GPUs are hard to come by, often fetching significant premiums in their aftermarket prices (if you can find them). Cloud regions see frequent shortages. On-demand prices aren’t that much cheaper.
But there’s a different type of strategy in AI for the GPU-poor startups that don’t have access to large clusters of machines. Many will hypothesize that GPU-poor startups have no moat — that’s only part of the story. There are hardware/software cycles and distribution moats, often the best hardware moats. In fact, I believe that GPU-poor startups might be in better positions than their GPU-rich counterparts as soon as the next few quarters.
But how do you operate as a GPU-Poor startup?
A few ideas:
- On-device inference. Running small models on end-user machines. That might mean running in the browser or on a mobile phone. There is no network latency and better data privacy controls, but you’re capped at the device power (so, only smaller models).
- Commoditize your complement. HuggingFace is a one-stop shop for uploading, downloading, and discovering models. It’s not the best place to run them, but they benefit from growing traffic from some of the best machine learning researchers and hackers.

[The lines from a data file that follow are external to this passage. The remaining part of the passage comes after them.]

PR #2672, opened 2026-04-14
feat(test-benchmark): storage initialization helper with 7702 authorization

LouisTsai-Csie:
## 🗒️ Description

In the pre-allocation phase that deploys a contract, the framework supports passing in a dictionary that represents the storage to be initialized, and then embeds the logic inside the `initcode`. When the contract is created, it executes the initcode and performs the storage update.

However, in most of the benchmark cases, this is too inefficient, since the initialization phase requires a huge range of storage initialization, it leads to an `initcode prefix too long` issue.

### Solution

To resolve this issue, we create a helper for the stateful benchmark scenario. Users can define a storage init range like this:

```python
@dataclass(frozen=True)
class StorageInitRange:
    """One contiguous range of storage to initialize."""

    start_slot: int
    num_slots: int
    offset: int
```

Which means the storage would be initialized to `STORAGE[i] = i + offset`, where `i` starts from `start_slot` to `start_slot + num_slots`.

We leverage the EIP-7702 authorization approach for testing. The workflow now becomes:

1. Delegate the authority to the storage initialization contract (`create_sequential_sstore_initializer`).
2. Initialize the specified range — this leverages `IteratingBytecode` with `transactions_by_iteration_counts`.
3. Pack the initialization transactions into blocks under the setup phase.
4. Re-delegate the authority to the real benchmarking execution code.
5. Start the BAL benchmarking phase.

### Design decisions

- The authority EOA is created in the BAL benchmark test, not inside the helper function. This provides the flexibility to use a stub account if needed.
- Nonces use `authority.nonce` (incremented in-place) rather than hardcoded constants, ensuring compatibility with execute-remote where nonces are fetched from the live network.
- Shared helpers (`build_sequential_storage_init`, `StorageInitRange`, etc.) live in `tests/benchmark/stateful/helpers.py` so they are reusable beyond the BAL tests.

## 🔗 Related Issues or PRs

N/A.

## ✅ Checklist

    ```console
    just static
    ```

#### Cute Animal Picture

### DIFF
--- a/tests/benchmark/stateful/helpers.py
+++ b/tests/benchmark/stateful/helpers.py
@@ -4,12 +4,15 @@ from collections.abc import Callable
 from enum import Enum
 
 from execution_testing import (
+    EOA,
     AccessList,
     Address,
     Alloc,
+    AuthorizationTuple,
     Block,
     Fork,
     Hash,
+    IteratingBytecode,
     Op,
     Transaction,
 )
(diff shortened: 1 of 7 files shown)


LouisTsai-Csie:
For @jochem-brouwer and @nerolation , you could focus on `create_sequential_sstore_initializer` and related logic. For `create_sstore_initializer` and `build_delegated_storage_setup`, i just move them out of the `test_single_opcode.py` file, no logic changes. You could ignore this as it is irrelevant to BAL benchmark

tests/benchmark/stateful/helpers.py
```diff
@@ -132,3 +138,313 @@ def build_cache_strategy_blocks(
...
+    initializer_calldata_generator: Callable[[int, int], bytes],
+) -> list[Block]:
+    """
+    Build setup blocks for delegated storage benchmarks.
+
+    Use EIP-7702 authorization to delegate an authority EOA first to
+    a storage-initializer contract (if *needs_init*), then to the
+    benchmark executor contract.  Return the list of setup blocks.
+    """
+    blocks: list[Block] = []
```
jochem-brouwer, line 197: Should this method be wrapped in `TestPhaseManager.setup()` ?

tests/benchmark/stateful/helpers.py
```diff
@@ -132,3 +138,313 @@ def build_cache_strategy_blocks(
...
+        authority_nonce += 1
+
+        # Calculate max slots per transaction based on gas cost
+        iteration_cost = initializer_code.tx_gas_limit_by_iteration_count(
+            fork=fork,
+            iteration_count=1,
+            start_iteration=1,
+            calldata=initializer_calldata_generator,
+        )
+        iteration_count = max(1, tx_gas_limit // iteration_cost)
```
jochem-brouwer, line 228: I think this should be `ceil(tx_gas_limit // iteration_cost)`?
```suggestion
        iteration_count = ceil(tx_gas_limit // iteration_cost)
```

tests/benchmark/stateful/helpers.py
```diff
@@ -132,3 +138,313 @@ def build_cache_strategy_blocks(
...
+                    calldata=initializer_calldata_generator,
+                )
+            )
+
+        # Pack init transactions into blocks
+        blocks.extend(pack_transactions_into_blocks(init_txs, tx_gas_limit))
+
+    # Final block: Authorize to executor
+    blocks.append(
+        Block(
```
jochem-brouwer, line 249: I think this should read the nonce for the authority EOA variable. If we use a test which has to delegate again after the setup, then we must ensure the nonce is correct 🤔

jochem-brouwer (commented):
Some questions about the storage logic 😄 👍

tests/benchmark/stateful/helpers.py
LouisTsai-Csie: I think this is fine, the block construction part is already within the `setup` syntax

tests/benchmark/stateful/helpers.py
LouisTsai-Csie: I think the nonce should be refreshed for the next delegation phase

fselmo (approved):
lgtm!

PR #2679, opened 2026-04-14
feat(test-cli): Add support for testing block building via simulator

### LINKED ISSUE #2560: Add block building correctness testing via `testing_buildBlockV1` endpoint
## Description

Following the block building discussion, we now have two things to do: verifying the block building correctness / benchmarking the block building performance. This issue is for the former topic.

We want to add correctness checks for the block building path. Currently we only validate block consumption (client receives a block and verifies it). This would add the reverse direction, given a set of transactions and block properties, verify that the client assembles the correct block.

## Approach

- Introduce a new consumer (e.g. `consume build`) alongside the existing `consume engine`
- Use the `testing_` endpoint, which guarantees transaction ordering (unlike mempool-based block building)
- Reuse existing test fixtures where possible

## Question:
- How much logic does the `testing_` endpoint share with actual network block building? We should track cases where devnet block building breaks but this consumer passes, as that shows a gap.

fselmo:
## 🗒️ Description

Adds a hive-based simulator that verifies EL clients build correct blocks via ``testing_buildBlockV1``

For each payload in a blockchain_test_engine fixture, the test sends the expected transactions and block attributes to the client's block building endpoint. The resulting block is validated against the fixture's expected output (`state_root`, `receipts_root`, etc). The fixture block is then imported via `engine_newPayloadVX` to advance the chain for subsequent blocks.

`gas_limit` is validated a bit different for now, since `testing_buildBlockV1` doesn't accept a gas limit parameter. The client picks its own within the EIP-1559 adjustment range so we validate it is within that range until we can actually account for the gas limit. For this reason, `block_hash` is also excluded from comparison as it depends on `gas_limit`.

Also looking for recs on the naming (`uv run build-block`). We _could_ go with `build` by itself but it feels vague to me. That said, I can be easily convinced here 😄.

## 🔗 Related Issues or PRs

closes #2560

## ✅ Checklist

    ```console
    just static
    ```

#### Cute Animal Picture
Screenshot 2026-04-14 at 13 23 01


packages/testing/src/execution_testing/cli/pytest_commands/plugins/consume/simulators/simulator_logic/test_via_build.py
```diff
@@ -0,0 +1,323 @@
...
+from ..helpers.timing import TimingData
+
+logger = get_logger(__name__)
+
+# Execution-dependent fields that must match exactly between the built
+# and expected payloads.  Excluded:
+# - gas_limit: testing_buildBlockV1 doesn't accept it; the client
+#   picks its own via EIP-1559 (validated separately by range check).
+# - block_hash: depends on gas_limit, so it will differ too.
+_VALIDATED_FIELDS = (
```
marioevz: We should probably take fields from `FixtureExecutionPayload` and remove the `gas_limit` and `block_hash`, just to not having to come here and update this list separately whenever we want to add a new field to the engine payload.

packages/testing/src/execution_testing/cli/pytest_commands/plugins/consume/simulators/simulator_logic/test_via_build.py
```diff
@@ -0,0 +1,323 @@
...
+
+def _payload_attributes(
+    payload: FixtureEngineNewPayload,
+) -> PayloadAttributes:
+    """Extract PayloadAttributes from a fixture payload."""
+    execution_payload = payload.params[0]
+    parent_beacon_block_root = (
+        payload.params[2] if len(payload.params) >= 3 else None
+    )
+    return PayloadAttributes(
```
marioevz: I guess there's no way around it in this case. Perhaps just adding a `get_payload_attributes` method to `FixtureEngineNewPayload`? Just so that it's easier to spot when adding a new field that this method has to be updated too.

marioevz (commented):
Looks great! Just two comments to try to improve maintainability.

fselmo:
@marioevz lmk if the last commit here is what you meant. I re-ran against geth `bal-devnet-3` with this cherry-picked there with some minor updates that are needed (slotnum, etc) and it's still running smooth 👍🏼

packages/testing/src/execution_testing/cli/pytest_commands/processors.py
```diff
@@ -150,6 +150,13 @@ def process_args(self, args: List[str]) -> List[str]:
                     "execution_testing.cli.pytest_commands.plugins.consume.simulators.rlp.conftest",
                 ]
             )
+        elif self.command_name == "build_block":
+            modified_args.extend(
+                [
+                    "-p",
+                    "execution_testing.cli.pytest_commands.plugins.consume.simulators.build_block.conftest",
+                ]
+            )
```
LouisTsai-Csie, line 159: This is not important but maybe we could have something like this for the entire if-else comparison:

```python
command_name = self.command_name
simulator_command_list = ["engine", "enginex", ...]

if command_name in simulator_command_list:
  modified_args.extend(
      [
          "-p",
          f"execution_testing.cli.pytest_commands.plugins.consume.simulators.{command_name}.conftest",
      ]
  )

else:
  raise ValueError(f"Unknown command name: {self.command_name}")
```

i would like to continue on reviewing the remaining part of the PR!

packages/testing/src/execution_testing/cli/pytest_commands/build_block.py
```diff
@@ -0,0 +1,46 @@
...
+def create_build_block_command() -> PytestCommand:
+    """Initialize the build-block command with paths and processors."""
+    base_path = Path("cli/pytest_commands/plugins/consume")
+    command_logic_test_paths = [
+        base_path / "simulators" / "simulator_logic" / "test_via_build.py"
+    ]
+    return PytestCommand(
+        config_file="pytest-consume.ini",
+        argument_processors=[
+            HelpFlagsProcessor("build_block"),
```
LouisTsai-Csie:
```suggestion
            HelpFlagsProcessor("consume"),
```

The `--help` command is currently not working, this is the error message after i tried:

```
ERROR: usage: build-block [options] [file_or_dir] [file_or_dir] [...]
build-block: error: unrecognized arguments: --build_block-help
  inifile: /Users/caijiacheng/Documents/Ethereum/eels-worktree/wt-eip-7778/packages/testing/src/execution_testing/cli/pytest_commands/pytest_ini_files/pytest-consume.ini
  rootdir: /Users/caijiacheng/Documents/Ethereum/eels-worktree/wt-eip-7778
```

After we register `build_block` in `HelpFlagsProcessor`, it would be processed to `--build_block-help` command (see `process_args` in `HelpFlagsProcessor`).

But there is no such command registered under `helper.py`, only `--consume-help`, `--fill-help` and others.

We either register `--build_block-help` or update to `HelpFlagsProcessor("consume")`.

packages/testing/src/execution_testing/cli/pytest_commands/build_block.py
```diff
@@ -0,0 +1,46 @@
...
+            ConsumeCommandProcessor(is_hive=True),
+        ],
+        command_logic_test_paths=command_logic_test_paths,
+    )
+
+
+@click.command(
+    name="build-block",
+    context_settings={
+        "help_option_names": ["-h", "--help"],
```
LouisTsai-Csie:
```suggestion
```

Do we need this? I checked `common_pytest_options` and found there is built-in `help` decorator:

```python
# check common_pytest_options function
func = click.option(
        "-h",
        "--help",
        "help_flag",
        is_flag=True,
        default=False,
        expose_value=True,
        help="Show help message.",
    )(func)
```

packages/testing/src/execution_testing/fixtures/blockchain.py
```diff
@@ -69,6 +70,9 @@
     FixtureTransactionReceipt,
 )
 
+if TYPE_CHECKING:
+    from execution_testing.rpc.rpc_types import PayloadAttributes
+
```
LouisTsai-Csie, line 75:
```suggestion
```

I think we dont need this? as you import `PayloadAttributes` in `get_payload_attributes` function, so there should be no effect of circular import.

packages/testing/src/execution_testing/fixtures/blockchain.py
```diff
@@ -472,6 +476,22 @@ def valid(self) -> bool:
...
         return self.validation_error is None
 
+    def get_payload_attributes(self) -> "PayloadAttributes":
+        """Return the ``PayloadAttributes`` corresponding to this payload."""
+        from execution_testing.rpc.rpc_types import PayloadAttributes
+
+        execution_payload = self.params[0]
+        parent_beacon_block_root = (
+            self.params[2] if len(self.params) >= 3 else None
+        )
```
LouisTsai-Csie, line 490:
```suggestion
        parent_beacon_block_root = (
            self.params[2] if self.forkchoice_updated_version >= 3 else None
        )
```

I think this is much clear. So now we know that the `parent_beacon_block_root` only exists starting from version 3.

packages/testing/src/execution_testing/cli/pytest_commands/plugins/consume/simulators/simulator_logic/test_via_build.py
```diff
@@ -0,0 +1,289 @@
...
+        try:
+            response = engine_rpc.forkchoice_updated_with_retry(
+                forkchoice_state=ForkchoiceState(
+                    head_block_hash=fixture.genesis.block_hash,
+                ),
+                forkchoice_version=fixture.payloads[
+                    0
+                ].forkchoice_updated_version,
+                max_attempts=30,
+                wait_fixed=1.0,
```
LouisTsai-Csie:
```suggestion
```

Removed since they are default value

packages/testing/src/execution_testing/cli/pytest_commands/plugins/consume/simulators/simulator_logic/test_via_build.py
```diff
@@ -0,0 +1,289 @@
...
+        logger.info("Calling getBlockByNumber to get genesis block...")
+        genesis_block = eth_rpc.get_block_by_number(0)
+        assert genesis_block is not None, "genesis_block is None"
+        if genesis_block["hash"] != str(genesis_header.block_hash):
+            expected = genesis_header.block_hash
+            got = genesis_block["hash"]
+            logger.fail(
+                f"Genesis block hash mismatch. "
+                f"Expected: {expected}, Got: {got}"
+            )
```
LouisTsai-Csie:
```suggestion
```

I notice this comparison logic is covered in `GenesisBlockMismatchExceptionError`:

```python
# inside GenesisBlockMismatchExceptionError
message = (
    "Genesis block hash mismatch.\n\n"
    f"Expected: {expected_header.block_hash}\n"
    f"     Got: {got_genesis_block['hash']}."
)
```

LouisTsai-Csie (dismissed):
Thank you @fselmo for this feature! I leave some comment but they are all style-related issue.

For `test_via_build.py`, i think `test_blockchain_via_build` is too large as a single function and has too much nested logic. Could we split it into smaller helpers?

My proposal:

`test_blockchain_via_build`
-> `bootstrap_engine_at_genesis`: handle genesis block FCU, verify genesis hash
-> Extract valid payload and calls `build_validate_and_advance` for each payload

`build_validate_and_advance`
-> build block
-> validate block response and gas limit
-> proceed the chain with `newPayload`
-> update the chain with FCU

---

edit: two more things for the new command
- Could we add some docs for the new command?
- Should we PR to Hive for the new simulator?

packages/testing/src/execution_testing/cli/pytest_commands/plugins/consume/simulators/simulator_logic/test_via_build.py
```diff
@@ -0,0 +1,289 @@
...
+                        extra_data=expected_payload.extra_data,
+                    )
+
+                # 2. Validate fields + gas limit range
+                _validate_built_block(
+                    built=build_response.execution_payload,
+                    expected=expected_payload,
+                    parent_gas_limit=parent_gas_limit,
+                )
+
```
danceratopz: We should check the execution requests here for >= v4. I.e., that `build_response.execution_requests == payload.params[3]`.

danceratopz: Potential follow-up: It would also be really nice to test `build_response.blobs_bundle`, but we don't include commitments/proofs in any fixture format yet. We just have these tests that are `execute` mode only:
https://github.com/ethereum/execution-specs/blob/c9d8be0101c6649e060950317e14fb4f515f70e9/tests/osaka/eip7594_peerdas/test_get_blobs.py#L352-L367

packages/testing/src/execution_testing/cli/pytest_commands/build_block.py
```diff
@@ -0,0 +1,46 @@
...
+            HelpFlagsProcessor("build_block"),
+            HiveEnvironmentProcessor(command_name="build_block"),
+            ConsumeCommandProcessor(is_hive=True),
+        ],
+        command_logic_test_paths=command_logic_test_paths,
+    )
+
+
+@click.command(
+    name="build-block",
```
danceratopz, line 34: This command does use the `testing_buildBlockV1` endpoint, but I think it's rather close to a `consume` simulator (it still consumes a fixture) so I wondered if it should be a `consume` sub-command? 

I.e., something like `uv run consume build-block`. 

Then the simulator in hive would be `eels/consume-build-block`.

Imo, when we add a command to fill tests using the `testing_buildBlockV1` in the future, _that command_ should be the new `build` or `build-block` command. Wdyt?

danceratopz (changes requested):
Really nice!! 🔥 

Nice review by @LouisTsai-Csie. In addition, I added one comment below about adding execution request verification for forks >= Prague.

About the naming, imo, I don't think this merits a new top-level command namespace and it that this rather belongs under `consume`, please see the comment below.

#### Docs

Also, could you please add some docs for this? Assuming you rename under `consume`, we could add it to:
- `docs/running_tests/running.md`
- `docs/consume/simulators.md`?

If we don't rename, then it will be trickier to find a spot to document this, but I think this demonstrates that it belongs to the consume family? But it could go in a new section docs/running_tests/build_block/index.md. But I'm strongly in favor of not adding a new top-level entry-point for this functionality.

#### System Test

Last request, could you add an e2e test in https://github.com/ethereum/execution-specs/blob/c9d8be0101c6649e060950317e14fb4f515f70e9/.github/workflows/hive-consume.yaml ? It should be pretty quick!

packages/testing/src/execution_testing/cli/pytest_commands/build_block.py
fselmo: Hmm I thought about this a bit but it seems like the opposite of consume imo. It receives a request to build a block and then is _validated_ against what's in the fixture, rather than sending the payloads as they are (consuming) and then validating against some post state after.

I'm not one to argue semantics tbh, all I care is that the functionality is there. I'd love to get ideas from the team and settle on something but the reason I went with a new top-level command is that this feels entirely different to me. I can see the argument since they share a lot of things though. Happy to go either way here.

fselmo:
> But I'm strongly in favor of not adding a new top-level entry-point for this functionality.

@danceratopz I gave my reasoning in your first comment but I'm curious why the strong favor here. Imo it muddies what `consume` means. `build` is also quite generic and `build` for filling tests with state seems odd to me. I think we need to have some team discussion about it tbh. Could use some more heads on it. Will raise it in the next testing call.

packages/testing/src/execution_testing/cli/pytest_commands/build_block.py
fselmo: Thanks! fixed it :)

packages/testing/src/execution_testing/fixtures/blockchain.py
fselmo: We need it for the function types. Import in the body doesn't help that and it breaks mypy othewise.

packages/testing/src/execution_testing/cli/pytest_commands/processors.py
fselmo: done 👍🏼

packages/testing/src/execution_testing/fixtures/blockchain.py
LouisTsai-Csie: Thanks, i did not notice this.

packages/testing/src/execution_testing/cli/pytest_commands/build_block.py
LouisTsai-Csie: > It receives a request to build a block and then is validated against what's in the fixture, rather than sending the payloads as they are (consuming) and then validating against some post state after.

I agree this part is quite different from `consume`

LouisTsai-Csie:
The recent 2 commits fix all my review comment, but i think we still need the e2e tests: https://github.com/ethereum/execution-specs/blob/c9d8be0101c6649e060950317e14fb4f515f70e9/.github/workflows/hive-consume.yaml 

This could be done after we decided whether it should be an individual command or under consume family

danceratopz:
> @danceratopz I gave my reasoning in your first comment but I'm curious why the strong favor here. Imo it muddies what `consume` means.

Totally fair and I agree it's a different breed of simulator! My consume rationale stems from the fact that this simulator loads a `BlockchainEngineFixture` and the client _consumes the fixture's transactions_ in order to build a block. I mentally attach "consume" to "client consumes definitions from fixtures". Through that lens, to me, the lack of `consume` prefix doesn't adequately indicate that fixtures are the input.

You have a different interpretation of "consume" (send blocks/payloads then validate against post state), which is also legitimate.

I'm happy to reconcile my understanding of `consume` if others have similar interpretations, but I think it'd still be worth a quick discussion in the call tomorrow!

The following is **out of scope for this PR**, but it'd be great to have names that are intuitive,... in that spirit, I'll just float these ideas while we're on the topic... :laughing:  

Perhaps the name consume itself is too overloaded? I think if we named it again (and perhaps we even can?), I would prefer to call the simulators (in hive path language; not CLI names) as:

- `simulators/ethereum/eels/consensus/engine`,
- `simulators/ethereum/eels/consensus/rlp`,
- `simulators/ethereum/eels/consensus/sync` ( I think that works, still consensus).

I think we discussed this naming once, @spencer-tb. This would break everyone's CIs, but if we did it when (if) we make breaking changes to the release layout, then I think it'd be reasonable if it helps everyone's understanding.

Then (as is currently in this PR) we could have: 
- `simulators/ethereum/eels/build-block` 

Or if we think we'll have other build-block simulators, then 
- `simulators/ethereum/eels/build-block/engine`

When it comes to the CLI command, a unified top-level entry point such as `uv run hivesim build-block`, `uv run hivesim execute`, `uv run hivesim consensus-engine` (albeit a bit long) would also give more clarity about these commands and all simulators could be readily discovered via `uv run hivesim --help`. Or use `hive` instead of `hivesim` but I think it's more ambiguous.

packages/testing/src/execution_testing/cli/pytest_commands/build_block.py
danceratopz: Please see the rationale in https://github.com/ethereum/execution-specs/pull/2679#issuecomment-4424487698

spencer-tb:
I honestly would like to think on naming conventions a bit harder. And align it with what ever "`test-el`" becomes in the future (fast engine test / blockchain test cli runners). For example:

The hive versions:
- `uv run hive enginetest` <- consume engine
- `uv run hive blocktest` <- consume rlp
- `uv run hive synctest` <- consume sync
- `uv run hive buildtest` <- **new block builder**

Then the native cli version, replace `el` with whatever, maybe `evm` or `native`:
- `uv run el enginetest`
- `uv run el blocktest` 
- `uv run el statetest`
- `uv run el buildtest` <- **cli version**

That being said, I'd lean on keeping what we have here and pushing for a naming overhaul/alignment once the fast cli runners are complete and actively in use!

danceratopz:
@fselmo happy to go with `build-block`! Would you like to add the end-to-end test here in this PR or as a follow-up? I think it'd be ok to go in `consume-hive.yaml` for now? We could consider renaming to `hive.yaml` in a different PR?

fselmo:
> Would you like to add the end-to-end test here in this PR or as a follow-up?

Hmm I'm not sure I understand what you and @LouisTsai-Csie mean here with e2e test because `hive` doesn't have this simulator yet. Is this what you mean or something else? We will either need to PR to hive and merge it so that `hive-consume.yaml` can use it or we can do in a followup PR. Lmk @danceratopz 👀 

Either way I need both of you to remove your `Requested Changes` and approve before this can be merged 😅

danceratopz:
> > Would you like to add the end-to-end test here in this PR or as a follow-up?
> 
> Hmm I'm not sure I understand what you and @LouisTsai-Csie mean here with e2e test because `hive` doesn't have this simulator yet. Is this what you mean or something else? We will either need to PR to hive and merge it so that `hive-consume.yaml` can use it or we can do in a followup PR. Lmk @danceratopz 👀

I won't manage a review until tomorrow, so if you want to add it in the meantime, you could add a new `dev` entry here?
https://github.com/fselmo/execution-specs/blob/ff283695f8b4a646f9049aa0ea682ca178f15465/.github/workflows/hive-consume.yaml#L109-L112

> Either way I need both of you to remove your `Requested Changes` and approve before this can be merged 😅

Will do! :)

.github/workflows/hive-consume.yaml
```diff
@@ -106,15 +107,27 @@ jobs:
...
-          #   consume_command: enginex
+          #   cli_command: consume enginex
           #   test_filter: "(fork_shanghai or fork_cancun) and push0"
+          # NOTE: build-block uses testing_buildBlockV1 on the HTTP RPC port
+          # (8545), which has a smaller body cap than the Engine API port
+          # (8551); avoid filters that target near-block-size-limit tests.
+          - name: Dev Mode Build Block
+            mode: dev
+            cli_command: build-block
+            test_filter: "Osaka and test_clz_stack_underflow"
```
danceratopz, line 125: I did wonder if there was a better test set to use here, something with multiple blocks? `test_clz_stack_underflow` is a state test, therefore single block. 

```suggestion
            test_filter: "Osaka and test_block_hashes_history"
```

danceratopz (approved):
This is looking great. I took it for a spin locally and generally got it working well out the box for `Geth/v1.17.4-unstable-da34eb59-20260513`.

I did see some fails for tests that I'd filled (with `-m eels_base_coverage --from Paris`) on this branch, but I don't think it's worth reporting them in detail here. Ship it. I think these can be investigated and fixed in follow-ups.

- Thin wrappers. Benefit from the growing competition at the inference layer to switch behind the lowest cost providers without wasting cycles on optimization for specific models. Large language models are interchangeable (in theory).
- Vertical markets. While other companies are stuck trying to train large models over months, GPU-Poor startups can focus on solving real customer issues. No GPUs before Product-Market Fit.
- Efficient inference. You might not have access to large training clusters, but you do have access to the latest open-source optimizations for inference. Plenty of ways to speed up inference and do more with less.